As my unit prepared to redeploy from Iraq in 2004, we were given a somewhat clumsy speech about preventing incidents of family violence against our wives –a briefing that excluded issues related to me and other women Soldiers, since Don’t Ask, Don’t Tell was still in effect.
Once we all got home, little information and relatively few resources were available to help any of us reintegrate. Before long, I felt overwhelmed and hopeless, but was too ashamed of looking weak to admit that I was considering suicide. Luckily, with support from friends, family, and VA, over time I successfully navigated the journey to my new normal.
Unfortunately, many servicemembers, Veterans, their families, survivors and other civilians struggle to cope effectively with life’s challenges, as I did. But some of them do not find a clear path to recovery.
The national tragedy of suicide is a public health issue and the Department of Veterans Affairs has an obligation – and an opportunity – to lead the way in combating it as the largest integrated healthcare system in the country.
Here at VA, we have devoted unprecedented resources to this issue, including an ongoing expansion of the Veterans Crisis Line, which is available to those in need by phone, chat, or text. In addition, every VA Medical Center has a specially-trained Suicide Prevention Coordinator or team. We have also taken steps to ensure women Veterans are recognized and served based on their unique needs as women, not as just “another customer.” We are prominently featured in Make the Connection, VA’s peer-to-peer platform, and VA has free services to help Veterans recover from Military Sexual Trauma (which a higher percent of women have experienced).

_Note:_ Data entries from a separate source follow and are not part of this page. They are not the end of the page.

PR #299, opened 2017-03-19
citadel.1.2.1

Leon-Leonardo:
replaced the base turf of all the outside asteroid sand with the right
turf, hopefully this fixes the hang on loading
replaced all the maint loot spawns with the vanilla one
fixed the area for the lavaland shuttle
fixed the wooden tables of the bar and maint bar
added vents and scrubbers to the port hallway
added firelocks where they were missing


TalkingCactus:
You shouldn't leave old map files lingering in the game files. If you need to access a previous revision of the map you can just go through GitHub's history or you can save them elsewhere. Map files can be >1MB, which piles up and makes for a longer load time for first-time joiners.

Leon-Leonardo:
That's the thing, I'm not. I delete them before committing or making a PR. Unless I'm missing the magic "remove this unneeded file" button I don't know what to do about the old version of the map remaining in the git repo.

TalkingCactus:
Well, you better find out.

Leon-Leonardo:
¯\_(ツ)_/¯ Not really much I can do about it from here.

Leon-Leonardo:
there

PR #307, opened 2017-03-24
One Liner

TalkingCactus:
May or may not fix `list index out of bounds` errors.

**Me IRL:**
me irl


TalkingCactus:
oh wait i accidentally pushed it with a direct commit

PR #310, opened 2017-03-24
Bleeding edgy

LetterJay:
Syncs with the most recent /tg/ build plus Citadel's own.


LetterJay:
If this doesn't fix it, I'm sure we can account for the overlays used in the species as far as the timer crashing goes.

PR #320, opened 2017-03-27
Slime emote

ktccd:
:cl: ktccd
add: Gave slimes the custom emote. Finally, slimes can express themselves non-verbally! Finally they can pull out the mime inside of them and compete in charades! ~~Finally they have no excuse not to be ordered to the dorms by the xenobiologist!~~
/:cl:

[why]:
Because slimes aren't mute and/or immobile. I imagine they'd be able to express themselves somewhat. And it's hard to do so much as "nudges X person" without smashing them with a glomp and hurting them. Also because lewds is a thing here.


TalkingCactus (approved):

TalkingCactus:
For future reference, your name goes at the beginning of the changelog.

ktccd:
oh, did not know that. Thanks!

PR #323, opened 2017-03-29
auto end tweak

LetterJay:
reduces the 3 hr mark to 2 hrs. Why? Because these 3 hour long rounds are getting a bit tedious.

### DIFF
--- a/code/controllers/subsystem/shuttles.dm
+++ b/code/controllers/subsystem/shuttles.dm
@@ -354,7 +354,6 @@ var/datum/controller/subsystem/shuttle/SSshuttle
 			transit_requesters += M
 
 /datum/controller/subsystem/shuttle/proc/autoEnd()
-	world << world.time
 	if(world.time > GameTime && EMERGENCY_IDLE_OR_RECALLED) //3 hours
 		SSshuttle.emergency.request(null, 1.5)
 		priority_announce("The shift has come to an end and the shuttle called.")
--- a/code/controllers/subsystem/shuttles.dm
+++ b/code/controllers/subsystem/shuttles.dm
@@ -47,7 +47,7 @@ var/datum/controller/subsystem/shuttle/SSshuttle
 
 	var/lockdown = FALSE	//disallow transit after nuke goes off
 
-	var/GameTime = 72000 //time before in deciseconds in which the shuttle is auto called. Default is 2 hours.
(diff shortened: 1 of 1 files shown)


silicons:
Ruins rp

Roland410:
It actually doesn’t. By the way mulligan was made for <60 minutes too, so even antags will have enough time.

lm40:
make it a variable so an admin can extend it if necessary, but that would be an edge case anyway and this change is overall good

LetterJay:
There, I changed it to be listed as a var under the shuttle subsystem.

It's known as GameTimer. Default is still 2 hours.

code/controllers/subsystem/shuttles.dm
```diff
@@ -47,6 +47,8 @@ var/datum/controller/subsystem/shuttle/SSshuttle
 
 	var/lockdown = FALSE	//disallow transit after nuke goes off
 
+	var/GameTime = 72000 //time before in deciseconds in which the shuttle is auto called. Default is 2 hours.
```
TalkingCactus: Consider changing this to something which identifies it clearly as the time limit.
(maybe without capitals, too)

code/controllers/subsystem/shuttles.dm
```diff
@@ -352,7 +354,7 @@ var/datum/controller/subsystem/shuttle/SSshuttle
 			transit_requesters += M
 
 /datum/controller/subsystem/shuttle/proc/autoEnd()
-	if(world.time > 108000 && EMERGENCY_IDLE_OR_RECALLED) //3 hours
+	if(world.time > GameTime && EMERGENCY_IDLE_OR_RECALLED) //3 hours
 		SSshuttle.emergency.request(null, 1.5)
```
TalkingCactus: A 15 minute shuttle call will usually result in someone upping it to blue alert and then calling a 10 minute shuttle. You can either send the shuttle 15 minutes early(so it arrives at the time limit), reduce the time to 10 minutes or less, and/or prevent the ability to recall the emergency shuttle after the time limit has passed.

LetterJay:
I'll update this some more in the future. Right now it's just in place. I may even up the timer. Besides, admins can edit it in the SSshuttle to be longer if need be for the time being. Eventually I'll add it as an actual config.

PR #324, opened 2017-03-30
Captain display fix

ktccd:
:cl: ktccd
tweak: Captain's display case is now opened with captain access, instead of centcomm spec ops.
/:cl:

[why]: # 
The file says there was a reason for the spec_ops access level, but doesn't say what reason. So instead, every captain has to smash his display case to get his own gun. The gun is even named after the captain, no reason it should be locked away from them.


ktccd:
WAIT WHAT. What the fuuuuck is wrong with my PR. Can I stop this? It's just supposed to have the last commit in it!

Poojawa:
the merge tracking branches are fine, 

best way to "fix" those is to reset your master branch before a new fork.

ktccd:
I got no idea how to fix this PR though. Should I just re-do it?

Poojawa:
it's fine, you only have one changed file and 2 changed lines

ktccd:
Well, that's because the other commits is me merging citadels fixes into my branch since y'all updated so much ^^.

TalkingCactus:
A merge will only be required if there are conflicts, which are displayed when you make the PR and at the bottom of this page.

ktccd:
So what do I need to do?

TalkingCactus:
Nothing, actually. If merging with the latest updates causes you problems then not updating will work just fine (unless there are conflicts). 

Worded that kinda funny, sorry.

ktccd:
Yeah, the only problems I had on merging was the download freezing my client. I got it working now, but it's what caused those merge commits to be on this PR branch instead of my master branch...

What I meant with needing to do, was what do I need to do with this PR? Like, does it work as-is?

TalkingCactus:
It does, but I give time for others to peer review code typically.

ktccd:
Alrighty, sounds good ^^.

TalkingCactus:
Are they able to put the gun back after it's taken out?

ktccd:
yes?
This literally just changes the access. means you can click to open it or lock it with your ID.
((You could before also, but you had to be a centcomm special ops for some darned reason))

TalkingCactus:
Right, just checked it myself too. It's no surprise that I've never seen anyone actually open one of these things without tripping the alarm.

Poojawa:
As a note, you can also fix them by using a welder.

PR #325, opened 2017-03-30
Ninja tech-theft fix

ktccd:
:cl: ktccd
fix: Made it so Ninjas can actually steal tech from the server and R&D console now. Major props to LeoZ and Jalleo for helping me with figuring out why the for loop was so busted!
/:cl:

[why]: # 
bugfix, necessary to complete objectives (You CAN still steal tech by hitting the suit in your inventory while holding a tech disk in your hand though).


TalkingCactus:
You should push this to /tg/ as well.

ktccd:
Already done, they got their own version of it, because IDK how to push the same PR to different places.
And also because this one had those merge things that shames me in the commit logs.

PR #326, opened 2017-03-31
Minor Edits to Box

Cw3040:
Added larger maint bar, converted smaller maint bar to a storage room.

### DIFF
--- a/_maps/map_files/TgStation/tgstation.2.1.3.dmm
+++ b/_maps/map_files/TgStation/tgstation.2.1.3.dmm
@@ -62717,6 +62717,11 @@
 /obj/machinery/vending/kink,
 /turf/open/floor/wood,
 /area/maintenance/bar)
+"eIp" = (
+/obj/structure/table/wood/poker,
+/obj/item/weapon/storage/pill_bottle/dice,
+/turf/open/floor/wood,
+/area/maintenance/bar)
 "gsu" = (
 /obj/structure/table/wood,
 /obj/item/device/flashlight/lamp/green,
@@ -62791,10 +62796,6 @@
 	d2 = 4;
 	icon_state = "1-4"
 	},
-/turf/open/floor/wood,
-/area/maintenance/bar)
-"lPa" = (
-/obj/structure/table/wood/poker,
 /turf/open/floor/wood,
 /area/maintenance/bar)
 "twx" = (
@@ -85255,7 +85256,7 @@ Pfx
 idC
 Qmz
 Dat
-lPa
+eIp
 yug
 Fsp
 Fsp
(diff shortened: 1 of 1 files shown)


Roland410:
There is no real need for another maint bar, and even IF there were, it doesn't need that many/any windows AT ALL.

Cw3040:
I can rectify the window situation. As for the lack of "need for another maint bar", it's the only one. I turned the old bar into a storage room, with various maintenance stuff.

Roland410:
Exactly, there IS already a maint bar, also if you were to look at ye olde maint bar we had, replicating or copying that would be much better.

Cw3040:
I was going for more the size and feel of MetaStation's maintenance bar. That seems to be what people want.

Cw3040:
I've done some stupid bullshit so expect like 5 commits showing a major github blunder (largely due to my lack of knowledge of github)

TalkingCactus:
You need to convert the map file to tgm with the dmm2tgm tool located in the `../tools` folder.

Edit: Usually when it's done right, there aren't several thousand changed lines. Looking into it, though you do have the header.

Edit Edit: Forgot map files are almost 100,000 lines nowadays. 2,000 lines isn't actually that much. Looks good.

Cw3040:
I did no edits except in the picture, but changes say something about removing /area/shuttle/syndicate for whatever reason.

TalkingCactus:
90% of the walls should not be windows, the entrance needs to not share an adjacent tile with another door and should be moved to a more accessible location, there's a cob web attached to the entrance airlock, remove the booze-o-mat and replace it with boxes of drinking glasses(perhaps in a closet/cabinet), the bar should take a corner position where the counter can wrap around it in an "L" so nobody sits across the room from the bartender, the entrance airlock needs to be changed from "Maint Bar Access" to "Maintenance Bar", and it needs to use the `../maintenance/bar` area with its own APC.

Cw3040:
Okay
Pic related to commits: http://i.imgur.com/KclYOJi.png

Cw3040:
Update: Bar has been tweaked to fulfill requests.

TalkingCactus:
Move the cable so it goes through the door or a window so it can be easily tracked and modified by players without removing a wall.

Cw3040:
Check

LetterJay:
Something I want to stress is to make sure this will work using the maploader.

Cw3040:
It loads on all tests I've run on this specific map. Please elaborate.

EDIT for below: it was a meme

Cw3040:
I have done additional testing with the map and have found no issues with it conflicting. I do not think it will conflict with the maploader, given it is a small change to an existing map.

TalkingCactus:
The errors don't show up until Jay tries to load it with the server. I've tried twice to insert my maintenance bar in the past, so hopefully you've done it right.

TalkingCactus (approved):

Cw3040:
I don't know if it's done proper, but a testmerge is very possible.

PR #328, opened 2017-04-01
Syndicate borer added

ktccd:
:cl: ktccd
add: Syndicate agents, ~both the nuclear variant and~ **only** traitors, can now purchase our Syndi(tm) brand cortical borers! Nigh-guaranteed to be loyal to you and aid you in your mission, these borers sport all the latest and greatest of borer technology. _Reproductive capabilities may be void in certain states. Seller not responsible for providing souls to be housed in the borer body, please contact your local Syndi(tm) retail outlet for further customer service, refunds are available_
/:cl:

[why]: # 
Because borers are fun and provide some interesting ways to use them as a traitor. The icon for the item itself is a place-holder, as I lack spriting abilities and it looks ok as it is at least.
The borers of this variant are incapable of reproducing and will greentext together with their owner, which is not necessarily the same person as their host. An owner COULD for example buy a borer for their teammates, or send them to take control of a high-value host.
This kind of borer is a subtype of the regular kind, so it allows the possibility for further modifications if that's something we want, such as adding other chemicals to their production, though I want this PR to work as a basic set before I try anything weird.

### DIFF
--- a/code/game/gamemodes/antag_spawner.dm
+++ b/code/game/gamemodes/antag_spawner.dm
@@ -298,6 +298,7 @@
 obj/item/weapon/antag_spawner/syndi_borer
 	name = "syndicate brain-slug container"
 	desc = "Releases a modified cortical borer to assist the user."
+	icon = 'icons/obj/device.dmi' //Temporary? Doesn't really look like a container for xenofauna... but IDK what else could work.
 	icon_state = "locator"
 	
 obj/item/weapon/antag_spawner/syndi_borer/spawn_antag(client/C, turf/T, mob/owner)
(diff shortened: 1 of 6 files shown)


ktccd:
I would like some feedback on costs. I put it at 5TC, because I honestly don't know how much things are worth in the syndicate toolset. It kind of looks like things with high-killing power costs more than utility and support items...

katnep:
At least 10tc and probably disable it on nuke ops

ktccd:
Don't nuke ops explode when they die anyway? How would a nukie abuse this? O.o

katnep:
Well nuke ops has a lot of options as is, and being able to get free adrenals/healing is pretty ridiculous

katnep:
Either make a nuke ops grade one that costs more or disable it on them and around d 10/12 on Traitor

ktccd:
There, added in and done. Also configured it for surplus shenanigans.
Notes for the future:
If it turns out that this item doesn't get ghosts to join up often enough, then it might be a good idea to disable surplus crate probability from it, as I don't think you can refund those items.

ktccd:
Changed the changelog to show this.

ktccd:
So is this fine for merging now?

We recognize, however, that more can be learned and done: women Veterans have been found to be at higher risk for suicide than women non-Veterans. That’s why VA supported the Female Veteran Suicide Prevention Act, while noting that we require additional appropriations to implement it as written. The bill, which was signed into law by President Obama June 30, requires the department to identify which VA mental health care and suicide prevention programs are most effective for women Veterans and those having the highest satisfaction rates among women Veterans. What works and how women veterans feel about it is the path to greater understanding and impact.
We welcome these mandates.
Establishing which mental health programs are most effective for women Veterans will go a long way in ensuring they are receiving the best care possible, tailored to their unique needs, and will help inform the national dialogue on what works to prevent suicide. VA recognizes that gender-related issues can be important components of care, and the Female Veteran Suicide Prevention Act gives us more tools to analyze the data so we will be able to focus our resources on the most effective treatments that bring the greatest satisfaction to women Veterans and save lives.
Kayla Williams is the director of the Center for Women Veterans at VA Central Office, in Washington, D.C. The center monitors VA’s administration of benefits and services for women Veterans and promotes recognition of contributions made by women who served in the armed forces.